Data for review ▸
Issue #3282, opened 2023-09-11
OutOfMemoryError leads to the connection failure "Error: Header must provide a Content-Length property"


testforstephen:
When Java language server runs out of memory, it will create a heap dump file in the specified path. This is because we add the arguments `-XX:+HeapDumpOnOutOfMemoryError -XX:HeapDumpPath=<path>` to the vmArgs list of the jdtls. The Java process will also print a message as below to the standard stdio with the location of the heap dump file.

```
java.lang.OutOfMemoryError: Java heap space
Dumping heap to ***\java_pid15080.hprof ...
Heap dump file created [2683396 bytes in 0.013 secs]
```

However, since the stdio is used for jsonrpc communication between client and language server, the unexpected message breaks the jsonrpc parsing. You will see lots of connection error `"Language Support for Java server encountered error and will shut down: undefined, Error: Header must provide a Content-Length property."` being printed to the client logs.

To reproduce this issue, you can set a small memory value (e.g. -Xmx128m) to the `java.jdt.ls.vmargs` setting.

// cc: @rgrunber

rgrunber:
I'll try this out. Is this not the same as https://github.com/redhat-developer/vscode-java/issues/2577 ? In other words `-Xlog:disable` should be preventing this. Or does the JVM treat the OOM error differently, and bypass the `Xlog` setting.

testforstephen:
Looks like the `-Xlog:disable` option does not suppress all the stdio output. You can reproduce this issue by running the following example code with vmArgs `-XX:+HeapDumpOnOutOfMemoryError -XX:HeapDumpPath=<path> -Xmx128m -Xlog:disable`.

```java
    public static void main(String[] args) {
        System.setOut(new PrintStream(new ByteArrayOutputStream()));
        System.setErr(new PrintStream(new ByteArrayOutputStream()));
        int[] array = new int[100000000];
    }
```

rgrunber:
[...]

PR #3355, opened 2023-10-23
Support for TransportKind.pipe through java.transport setting

rgrunber:
Fixes https://github.com/redhat-developer/vscode-java/issues/3282

### DIFF
--- a/src/javaServerStarter.ts
+++ b/src/javaServerStarter.ts
@@ -5,7 +5,7 @@ import * as net from 'net';
 import * as os from 'os';
 import * as path from 'path';
 import { ExtensionContext, version, workspace } from 'vscode';
-import { Executable, ExecutableOptions, StreamInfo } from 'vscode-languageclient/node';
+import { Executable, ExecutableOptions, StreamInfo, TransportKind } from 'vscode-languageclient/node';
 import { logger } from './log';
 import { addLombokParam, isLombokSupportEnabled } from './lombokSupport';
 import { RequirementsData } from './requirements';
@@ -48,6 +48,21 @@ export function prepareExecutable(requirements: RequirementsData, workspacePath,
 	executable.options = options;
 	executable.command = path.resolve(`${requirements.tooling_jre}/bin/java`);
 	executable.args = prepareParams(requirements, workspacePath, context, isSyntaxServer);
+	const transportKind = getJavaConfiguration().get('transport');
+	switch (transportKind) {
+		case 'pipe':
+			executable.transport = TransportKind.pipe;
+			break;
+		case 'stdio':
+			executable.transport = TransportKind.stdio;
+			break;
+		default:
+			const isInsider: boolean = version.includes("insider");
+			const javaExtVersion = context.extension.packageJSON?.version;
+			const isPreReleaseVersion = /^\d+\.\d+\.\d{10}/.test(javaExtVersion);
+			executable.transport = (isInsider || isPreReleaseVersion) ? TransportKind.pipe : TransportKind.stdio;
+			break;
+	}
 	logger.info(`Starting Java server with: ${executable.command} ${executable.args.join(' ')}`);
 	return executable;
 }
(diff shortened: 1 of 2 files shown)


package.json
```diff
@@ -1158,7 +1158,22 @@
...
+            "stdio",
+            "pipe"
+          ],
+          "enumDescriptions": [
+            "Use standard input/output",
+            "Use a named pipe"
+          ],
+          "default": "pipe",
+          "markdownDescription": "Specifies the mode of transport for communication between the client and language server.",
+          "scope": "window"
```
testforstephen, line 1174: Hint that this setting will take effect only after a restart. This is similar to other settings that require a restart.

https://github.com/redhat-developer/vscode-java/blob/9e20e131ea9f4fdf20bf361968d3cb8f700b61b8/src/settings.ts#L132-L137

src/javaServerStarter.ts
```diff
@@ -48,6 +48,17 @@ export function prepareExecutable(requirements: RequirementsData, workspacePath,
...
 	executable.args = prepareParams(requirements, workspacePath, context, isSyntaxServer);
+	const transportKind = getJavaConfiguration().get('transport');
+	switch (transportKind) {
+		case 'pipe':
+			executable.transport = TransportKind.pipe;
+			break;
+		case 'stdio':
+			executable.transport = TransportKind.stdio;
+			break;
+		default:
```
testforstephen, line 59: Fall back to `stdio` in the default branch?

rgrunber: I think I noticed that leaving `transport` empty defaulted to `stdio` (ie. we haven't defined it until now and we're clearly doing `stdio`) but I guess we can be explicit now. I'll set the default to `stdio` in the setting for now.

testforstephen: The default value of the setting has a significant impact on the user experience, as most users are unlikely to customize it manually. Our ultimate goal is to make `pipe` the default value instead of `stdio` in the setting. However, if you are concerned about the potential issues of switching to pipe right away, we can introduce a new default value `auto` for the `java.transport` setting. At the moment, we can map `auto` to pipe for the vscode insider users (similar to how we handle android support below). This will allow us to use the insider users as testers for the new pipe support. If no issues arise for insider, we can then consider rolling out to all users later.

https://github.com/redhat-developer/vscode-java/blob/9e20e131ea9f4fdf20bf361968d3cb8f700b61b8/src/utils.ts#L194-L199

rgrunber: Given that we agree to leave the setting out of `package.json`, `auto` wouldn't make sense as users would never really get to set it. I've configured the "insider" case to trigger in the default case of the switch. In other words, if `java.transport` is not set, and it is an insiders release, then we switch to `pipe`.

src/javaServerStarter.ts
```diff
@@ -48,6 +48,19 @@ export function prepareExecutable(requirements: RequirementsData, workspacePath,
...
+			const isInsider: boolean = version.includes("insider");
```
testforstephen, line 60: Another implementation is to check if the extension version is pre-release version. This can cover VS Code stable and insider better.

```typescript
const javaExtVersion = javaExt.packageJSON?.version;
const isPreReleaseVersion = /^\d+\.\d+\.\d{10}/.test(javaExtVersion);
```

rgrunber: Nice, i'll make this change!

snjeza:
@rgrunber You would need to add `java.transport` to package.json.

snjeza:
> I've removed it based on https://github.com/redhat-developer/vscode-java/pull/3355#discussion_r1371876115 . We want to avoid having it as an exposed setting for users, as the transport is an internal mechanism. We just want a way to test it in insiders/pre-release first and maybe allow more advanced users to set it.

What about -Djava.transport=pipe ? We would avoid `Unknown Configuration Setting` in settings.json.

rgrunber:
> > I've removed it based on [#3355 (comment)](https://github.com/redhat-developer/vscode-java/pull/3355#discussion_r1371876115) . We want to avoid having it as an exposed setting for users, as the transport is an internal mechanism. We just want a way to test it in insiders/pre-release first and maybe allow more advanced users to set it.
> 
> What about -Djava.transport=pipe ? We would avoid `Unknown Configuration Setting` in settings.json.

@testforstephen @fbricon , let me know your thoughts on this. I don't mind making it a system property.

fbricon:
pseudo setting is fine by me. "Unknown Configuration Setting" is expected. This is a temporary measure anyway.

Task item ▸ Without leaving anything out, give the entries again exactly.

Output of the exercise ▸
Issue #3282, opened 2023-09-11
OutOfMemoryError leads to the connection failure "Error: Header must provide a Content-Length property"


testforstephen:
When Java language server runs out of memory, it will create a heap dump file in the specified path. This is because we add the arguments `-XX:+HeapDumpOnOutOfMemoryError -XX:HeapDumpPath=<path>` to the vmArgs list of the jdtls. The Java process will also print a message as below to the standard stdio with the location of the heap dump file.

```
java.lang.OutOfMemoryError: Java heap space
Dumping heap to ***\java_pid15080.hprof ...
Heap dump file created [2683396 bytes in 0.013 secs]
```

However, since the stdio is used for jsonrpc communication between client and language server, the unexpected message breaks the jsonrpc parsing. You will see lots of connection error `"Language Support for Java server encountered error and will shut down: undefined, Error: Header must provide a Content-Length property."` being printed to the client logs.

To reproduce this issue, you can set a small memory value (e.g. -Xmx128m) to the `java.jdt.ls.vmargs` setting.

// cc: @rgrunber

rgrunber:
I'll try this out. Is this not the same as https://github.com/redhat-developer/vscode-java/issues/2577 ? In other words `-Xlog:disable` should be preventing this. Or does the JVM treat the OOM error differently, and bypass the `Xlog` setting.

testforstephen:
Looks like the `-Xlog:disable` option does not suppress all the stdio output. You can reproduce this issue by running the following example code with vmArgs `-XX:+HeapDumpOnOutOfMemoryError -XX:HeapDumpPath=<path> -Xmx128m -Xlog:disable`.

```java
    public static void main(String[] args) {
        System.setOut(new PrintStream(new ByteArrayOutputStream()));
        System.setErr(new PrintStream(new ByteArrayOutputStream()));
        int[] array = new int[100000000];
    }
```

rgrunber:
[...]

PR #3355, opened 2023-10-23
Support for TransportKind.pipe through java.transport setting

rgrunber:
Fixes https://github.com/redhat-developer/vscode-java/issues/3282

### DIFF
--- a/src/javaServerStarter.ts
+++ b/src/javaServerStarter.ts
@@ -5,7 +5,7 @@ import * as net from 'net';
 import * as os from 'os';
 import * as path from 'path';
 import { ExtensionContext, version, workspace } from 'vscode';
-import { Executable, ExecutableOptions, StreamInfo } from 'vscode-languageclient/node';
+import { Executable, ExecutableOptions, StreamInfo, TransportKind } from 'vscode-languageclient/node';
 import { logger } from './log';
 import { addLombokParam, isLombokSupportEnabled } from './lombokSupport';
 import { RequirementsData } from './requirements';
@@ -48,6 +48,21 @@ export function prepareExecutable(requirements: RequirementsData, workspacePath,
 	executable.options = options;
 	executable.command = path.resolve(`${requirements.tooling_jre}/bin/java`);
 	executable.args = prepareParams(requirements, workspacePath, context, isSyntaxServer);
+	const transportKind = getJavaConfiguration().get('transport');
+	switch (transportKind) {
+		case 'pipe':
+			executable.transport = TransportKind.pipe;
+			break;
+		case 'stdio':
+			executable.transport = TransportKind.stdio;
+			break;
+		default:
+			const isInsider: boolean = version.includes("insider");
+			const javaExtVersion = context.extension.packageJSON?.version;
+			const isPreReleaseVersion = /^\d+\.\d+\.\d{10}/.test(javaExtVersion);
+			executable.transport = (isInsider || isPreReleaseVersion) ? TransportKind.pipe : TransportKind.stdio;
+			break;
+	}
 	logger.info(`Starting Java server with: ${executable.command} ${executable.args.join(' ')}`);
 	return executable;
 }
(diff shortened: 1 of 2 files shown)


package.json
```diff
@@ -1158,7 +1158,22 @@
...
+            "stdio",
+            "pipe"
+          ],
+          "enumDescriptions": [
+            "Use standard input/output",
+            "Use a named pipe"
+          ],
+          "default": "pipe",
+          "markdownDescription": "Specifies the mode of transport for communication between the client and language server.",
+          "scope": "window"
```
testforstephen, line 1174: Hint that this setting will take effect only after a restart. This is similar to other settings that require a restart.

https://github.com/redhat-developer/vscode-java/blob/9e20e131ea9f4fdf20bf361968d3cb8f700b61b8/src/settings.ts#L132-L137

src/javaServerStarter.ts
```diff
@@ -48,6 +48,17 @@ export function prepareExecutable(requirements: RequirementsData, workspacePath,
...
 	executable.args = prepareParams(requirements, workspacePath, context, isSyntaxServer);
+	const transportKind = getJavaConfiguration().get('transport');
+	switch (transportKind) {
+		case 'pipe':
+			executable.transport = TransportKind.pipe;
+			break;
+		case 'stdio':
+			executable.transport = TransportKind.stdio;
+			break;
+		default:
```
testforstephen, line 59: Fall back to `stdio` in the default branch?

rgrunber: I think I noticed that leaving `transport` empty defaulted to `stdio` (ie. we haven't defined it until now and we're clearly doing `stdio`) but I guess we can be explicit now. I'll set the default to `stdio` in the setting for now.

testforstephen: The default value of the setting has a significant impact on the user experience, as most users are unlikely to customize it manually. Our ultimate goal is to make `pipe` the default value instead of `stdio` in the setting. However, if you are concerned about the potential issues of switching to pipe right away, we can introduce a new default value `auto` for the `java.transport` setting. At the moment, we can map `auto` to pipe for the vscode insider users (similar to how we handle android support below). This will allow us to use the insider users as testers for the new pipe support. If no issues arise for insider, we can then consider rolling out to all users later.

https://github.com/redhat-developer/vscode-java/blob/9e20e131ea9f4fdf20bf361968d3cb8f700b61b8/src/utils.ts#L194-L199

rgrunber: Given that we agree to leave the setting out of `package.json`, `auto` wouldn't make sense as users would never really get to set it. I've configured the "insider" case to trigger in the default case of the switch. In other words, if `java.transport` is not set, and it is an insiders release, then we switch to `pipe`.

src/javaServerStarter.ts
```diff
@@ -48,6 +48,19 @@ export function prepareExecutable(requirements: RequirementsData, workspacePath,
...
+			const isInsider: boolean = version.includes("insider");
```
testforstephen, line 60: Another implementation is to check if the extension version is pre-release version. This can cover VS Code stable and insider better.

```typescript
const javaExtVersion = javaExt.packageJSON?.version;
const isPreReleaseVersion = /^\d+\.\d+\.\d{10}/.test(javaExtVersion);
```

rgrunber: Nice, i'll make this change!

snjeza:
@rgrunber You would need to add `java.transport` to package.json.

snjeza:
> I've removed it based on https://github.com/redhat-developer/vscode-java/pull/3355#discussion_r1371876115 . We want to avoid having it as an exposed setting for users, as the transport is an internal mechanism. We just want a way to test it in insiders/pre-release first and maybe allow more advanced users to set it.

What about -Djava.transport=pipe ? We would avoid `Unknown Configuration Setting` in settings.json.

rgrunber:
> > I've removed it based on [#3355 (comment)](https://github.com/redhat-developer/vscode-java/pull/3355#discussion_r1371876115) . We want to avoid having it as an exposed setting for users, as the transport is an internal mechanism. We just want a way to test it in insiders/pre-release first and maybe allow more advanced users to set it.
> 
> What about -Djava.transport=pipe ? We would avoid `Unknown Configuration Setting` in settings.json.

@testforstephen @fbricon , let me know your thoughts on this. I don't mind making it a system property.

fbricon:
pseudo setting is fine by me. "Unknown Configuration Setting" is expected. This is a temporary measure anyway.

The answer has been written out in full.